● The task
Could you filter the records below and return each line that holds "keep"?

(Records from a data source)
────
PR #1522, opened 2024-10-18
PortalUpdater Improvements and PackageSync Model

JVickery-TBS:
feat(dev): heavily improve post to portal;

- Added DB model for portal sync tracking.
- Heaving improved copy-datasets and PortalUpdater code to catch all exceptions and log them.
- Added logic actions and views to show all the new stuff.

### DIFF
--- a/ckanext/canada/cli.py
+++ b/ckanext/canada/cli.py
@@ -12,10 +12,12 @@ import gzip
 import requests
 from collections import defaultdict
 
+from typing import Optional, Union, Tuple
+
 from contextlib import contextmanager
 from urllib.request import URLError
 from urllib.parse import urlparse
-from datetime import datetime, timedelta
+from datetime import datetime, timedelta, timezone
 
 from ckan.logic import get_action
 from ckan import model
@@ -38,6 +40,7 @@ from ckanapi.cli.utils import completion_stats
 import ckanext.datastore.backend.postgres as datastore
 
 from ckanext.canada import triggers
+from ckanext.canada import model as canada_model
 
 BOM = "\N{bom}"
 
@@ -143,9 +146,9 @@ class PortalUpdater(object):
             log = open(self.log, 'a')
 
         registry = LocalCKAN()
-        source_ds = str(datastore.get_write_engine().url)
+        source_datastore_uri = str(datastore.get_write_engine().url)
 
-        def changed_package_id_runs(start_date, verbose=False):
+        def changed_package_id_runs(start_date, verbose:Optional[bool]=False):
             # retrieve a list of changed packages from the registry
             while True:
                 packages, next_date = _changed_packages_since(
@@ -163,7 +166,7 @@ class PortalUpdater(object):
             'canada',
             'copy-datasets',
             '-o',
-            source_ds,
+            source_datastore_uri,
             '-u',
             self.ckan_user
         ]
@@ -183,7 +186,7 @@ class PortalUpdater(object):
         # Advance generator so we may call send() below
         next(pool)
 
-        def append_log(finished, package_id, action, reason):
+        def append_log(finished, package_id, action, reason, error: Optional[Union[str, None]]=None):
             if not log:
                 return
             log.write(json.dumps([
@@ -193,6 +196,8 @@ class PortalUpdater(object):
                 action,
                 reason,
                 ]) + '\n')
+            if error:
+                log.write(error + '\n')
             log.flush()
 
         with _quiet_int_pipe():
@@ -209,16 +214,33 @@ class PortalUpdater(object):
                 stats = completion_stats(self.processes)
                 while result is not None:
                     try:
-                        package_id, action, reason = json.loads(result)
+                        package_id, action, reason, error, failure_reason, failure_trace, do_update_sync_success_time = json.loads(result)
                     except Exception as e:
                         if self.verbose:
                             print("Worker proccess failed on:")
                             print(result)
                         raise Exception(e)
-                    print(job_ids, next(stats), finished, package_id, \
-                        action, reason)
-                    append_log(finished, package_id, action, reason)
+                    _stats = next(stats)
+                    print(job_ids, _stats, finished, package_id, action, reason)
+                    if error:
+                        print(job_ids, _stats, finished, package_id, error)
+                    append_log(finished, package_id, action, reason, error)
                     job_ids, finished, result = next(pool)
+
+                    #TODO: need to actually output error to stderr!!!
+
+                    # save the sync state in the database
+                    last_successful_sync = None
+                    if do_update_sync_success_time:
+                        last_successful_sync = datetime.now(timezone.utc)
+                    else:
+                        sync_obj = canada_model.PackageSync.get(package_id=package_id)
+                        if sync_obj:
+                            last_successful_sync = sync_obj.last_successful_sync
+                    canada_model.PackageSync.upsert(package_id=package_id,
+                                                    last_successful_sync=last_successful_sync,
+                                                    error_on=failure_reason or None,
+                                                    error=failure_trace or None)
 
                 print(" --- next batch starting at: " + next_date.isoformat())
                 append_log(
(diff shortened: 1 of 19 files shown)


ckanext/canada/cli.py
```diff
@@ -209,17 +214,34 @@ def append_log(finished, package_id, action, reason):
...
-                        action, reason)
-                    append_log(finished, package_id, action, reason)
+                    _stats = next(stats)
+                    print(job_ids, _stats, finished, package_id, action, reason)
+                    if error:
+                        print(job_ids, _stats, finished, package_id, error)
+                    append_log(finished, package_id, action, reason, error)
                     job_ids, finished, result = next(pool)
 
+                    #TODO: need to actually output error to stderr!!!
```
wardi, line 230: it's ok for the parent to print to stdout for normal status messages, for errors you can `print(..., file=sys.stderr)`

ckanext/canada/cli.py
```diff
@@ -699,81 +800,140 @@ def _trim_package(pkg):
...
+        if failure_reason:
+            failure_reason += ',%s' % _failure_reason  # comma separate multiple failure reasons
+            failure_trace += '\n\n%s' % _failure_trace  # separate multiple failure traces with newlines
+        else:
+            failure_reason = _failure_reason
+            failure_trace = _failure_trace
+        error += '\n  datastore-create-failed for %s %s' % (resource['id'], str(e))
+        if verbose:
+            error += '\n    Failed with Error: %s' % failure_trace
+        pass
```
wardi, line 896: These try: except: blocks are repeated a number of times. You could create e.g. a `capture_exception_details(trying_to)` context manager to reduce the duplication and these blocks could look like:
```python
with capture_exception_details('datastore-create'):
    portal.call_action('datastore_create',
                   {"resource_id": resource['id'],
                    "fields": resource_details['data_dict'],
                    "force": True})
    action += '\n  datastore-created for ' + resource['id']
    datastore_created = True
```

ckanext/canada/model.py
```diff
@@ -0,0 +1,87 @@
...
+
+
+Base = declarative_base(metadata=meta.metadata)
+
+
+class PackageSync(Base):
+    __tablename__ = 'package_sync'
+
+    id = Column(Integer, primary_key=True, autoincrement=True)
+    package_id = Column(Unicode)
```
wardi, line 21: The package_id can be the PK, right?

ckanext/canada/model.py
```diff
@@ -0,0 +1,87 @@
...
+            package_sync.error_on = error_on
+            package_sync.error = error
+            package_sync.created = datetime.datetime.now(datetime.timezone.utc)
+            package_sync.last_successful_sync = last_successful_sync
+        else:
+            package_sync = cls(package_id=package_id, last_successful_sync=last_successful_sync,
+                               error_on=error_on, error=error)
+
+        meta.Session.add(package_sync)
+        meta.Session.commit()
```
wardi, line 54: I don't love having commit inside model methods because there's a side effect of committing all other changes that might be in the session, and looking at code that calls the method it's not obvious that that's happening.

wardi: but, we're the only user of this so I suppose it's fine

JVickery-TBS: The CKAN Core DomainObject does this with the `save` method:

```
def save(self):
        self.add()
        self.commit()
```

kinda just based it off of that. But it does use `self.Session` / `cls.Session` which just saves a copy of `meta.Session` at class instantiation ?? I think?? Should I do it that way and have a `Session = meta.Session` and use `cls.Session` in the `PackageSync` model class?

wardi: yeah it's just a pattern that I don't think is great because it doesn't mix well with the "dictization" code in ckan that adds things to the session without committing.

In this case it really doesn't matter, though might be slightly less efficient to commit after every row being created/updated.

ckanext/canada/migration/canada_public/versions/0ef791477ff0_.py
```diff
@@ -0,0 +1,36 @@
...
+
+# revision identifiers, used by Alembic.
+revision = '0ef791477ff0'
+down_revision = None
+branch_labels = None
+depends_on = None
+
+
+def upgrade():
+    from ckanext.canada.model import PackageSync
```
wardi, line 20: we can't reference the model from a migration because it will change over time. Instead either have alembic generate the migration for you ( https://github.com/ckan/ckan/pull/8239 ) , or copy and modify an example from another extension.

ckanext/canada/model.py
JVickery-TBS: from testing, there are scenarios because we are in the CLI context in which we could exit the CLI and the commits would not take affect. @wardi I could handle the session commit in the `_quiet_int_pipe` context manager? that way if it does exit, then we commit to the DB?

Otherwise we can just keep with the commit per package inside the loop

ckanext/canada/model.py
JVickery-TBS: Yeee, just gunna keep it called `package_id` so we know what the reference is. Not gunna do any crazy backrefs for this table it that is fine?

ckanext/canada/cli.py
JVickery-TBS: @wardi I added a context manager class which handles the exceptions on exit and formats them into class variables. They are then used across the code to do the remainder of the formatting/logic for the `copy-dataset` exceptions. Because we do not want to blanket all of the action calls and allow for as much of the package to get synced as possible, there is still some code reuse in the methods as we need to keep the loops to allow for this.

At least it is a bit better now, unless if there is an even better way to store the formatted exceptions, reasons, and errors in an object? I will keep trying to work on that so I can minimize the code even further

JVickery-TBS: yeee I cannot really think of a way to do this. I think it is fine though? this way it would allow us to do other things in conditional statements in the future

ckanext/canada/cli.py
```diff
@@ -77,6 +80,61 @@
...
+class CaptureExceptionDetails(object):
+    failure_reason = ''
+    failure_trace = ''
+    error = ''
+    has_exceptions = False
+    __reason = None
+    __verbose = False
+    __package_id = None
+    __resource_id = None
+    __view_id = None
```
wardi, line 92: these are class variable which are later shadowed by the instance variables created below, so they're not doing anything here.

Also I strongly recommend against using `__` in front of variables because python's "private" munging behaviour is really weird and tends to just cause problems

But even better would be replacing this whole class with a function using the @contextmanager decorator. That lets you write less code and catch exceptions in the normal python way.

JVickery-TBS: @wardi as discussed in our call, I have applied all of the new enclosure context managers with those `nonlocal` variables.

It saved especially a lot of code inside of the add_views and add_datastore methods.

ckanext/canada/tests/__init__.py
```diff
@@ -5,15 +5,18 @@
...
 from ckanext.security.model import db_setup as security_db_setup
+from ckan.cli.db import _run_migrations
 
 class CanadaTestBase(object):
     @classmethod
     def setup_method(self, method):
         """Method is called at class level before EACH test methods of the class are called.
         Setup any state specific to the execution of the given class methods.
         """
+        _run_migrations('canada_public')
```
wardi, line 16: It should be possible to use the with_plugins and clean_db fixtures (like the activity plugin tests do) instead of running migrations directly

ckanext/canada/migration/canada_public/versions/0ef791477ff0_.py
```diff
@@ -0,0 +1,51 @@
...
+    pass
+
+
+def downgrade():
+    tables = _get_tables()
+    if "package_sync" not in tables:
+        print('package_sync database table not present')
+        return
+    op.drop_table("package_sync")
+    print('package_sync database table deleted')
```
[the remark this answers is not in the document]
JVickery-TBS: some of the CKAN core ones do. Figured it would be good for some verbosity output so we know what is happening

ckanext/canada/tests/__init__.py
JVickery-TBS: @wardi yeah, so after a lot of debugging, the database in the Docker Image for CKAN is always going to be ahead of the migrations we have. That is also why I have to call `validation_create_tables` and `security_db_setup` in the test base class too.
────
● Solved exercise
Otherwise we can just keep with the commit per package inside the loop
JVickery-TBS: Yeee, just gunna keep it called `package_id` so we know what the reference is. Not gunna do any crazy backrefs for this table it that is fine?
JVickery-TBS: @wardi I added a context manager class which handles the exceptions on exit and formats them into class variables. They are then used across the code to do the remainder of the formatting/logic for the `copy-dataset` exceptions. Because we do not want to blanket all of the action calls and allow for as much of the package to get synced as possible, there is still some code reuse in the methods as we need to keep the loops to allow for this.
At least it is a bit better now, unless if there is an even better way to store the formatted exceptions, reasons, and errors in an object? I will keep trying to work on that so I can minimize the code even further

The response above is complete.